PR #403, opened 2019-07-08
chore: Migrate to ferrum

koraa:


koraa:
Will merge tomorrow around noon CEST.

stefan-guggisberg:
> Will merge tomorrow around noon CEST.

Please don't merge unless reviewed by @trieloff 

There's also 1 test failing.

test/testHTMLFromMarkdown.js
```diff
@@ -101,9 +100,7 @@ const assertMd = async (md, html, secrets = {}) => {
   // check equality of the dom, but throw assertion based on strings to visualize difference.
   const act = new JSDOM(generated.response.body);
   const exp = new JSDOM(html);
-  if (!eq(act.window.document.body, exp.window.document.body)) {
```
tripodsan: why this change? please keep it this way as it is easier to debug the differences if the tests fail.

test/testMdastToVDOM.js
```diff
@@ -33,9 +33,7 @@ const assertTransformerYieldsDocument = (transformer, expected) => {
   // check equality of the dom, but throw assertion based on strings to visualize difference.
   const act = transformer.getDocument();
   const dom = new JSDOM(expected);
-  if (!eq(act, dom.window.document)) {
-    assert.equal(act.serialize(), dom.serialize());
-  }
+  assertEquivalentNode(act, dom.window.document);
```
tripodsan: same here. please keep the the logic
^^^^
- Problem description
Give back the whole listing exactly.

- Answer space
PR #403, opened 2019-07-08
chore: Migrate to ferrum

koraa:


koraa:
Will merge tomorrow around noon CEST.

stefan-guggisberg:
> Will merge tomorrow around noon CEST.

Please don't merge unless reviewed by @trieloff 

There's also 1 test failing.

test/testHTMLFromMarkdown.js
```diff
@@ -101,9 +100,7 @@ const assertMd = async (md, html, secrets = {}) => {
   // check equality of the dom, but throw assertion based on strings to visualize difference.
   const act = new JSDOM(generated.response.body);
   const exp = new JSDOM(html);
-  if (!eq(act.window.document.body, exp.window.document.body)) {
```
tripodsan: why this change? please keep it this way as it is easier to debug the differences if the tests fail.

test/testMdastToVDOM.js
```diff
@@ -33,9 +33,7 @@ const assertTransformerYieldsDocument = (transformer, expected) => {
   // check equality of the dom, but throw assertion based on strings to visualize difference.
   const act = transformer.getDocument();
   const dom = new JSDOM(expected);
-  if (!eq(act, dom.window.document)) {
-    assert.equal(act.serialize(), dom.serialize());
-  }
+  assertEquivalentNode(act, dom.window.document);
```
tripodsan: same here. please keep the the logic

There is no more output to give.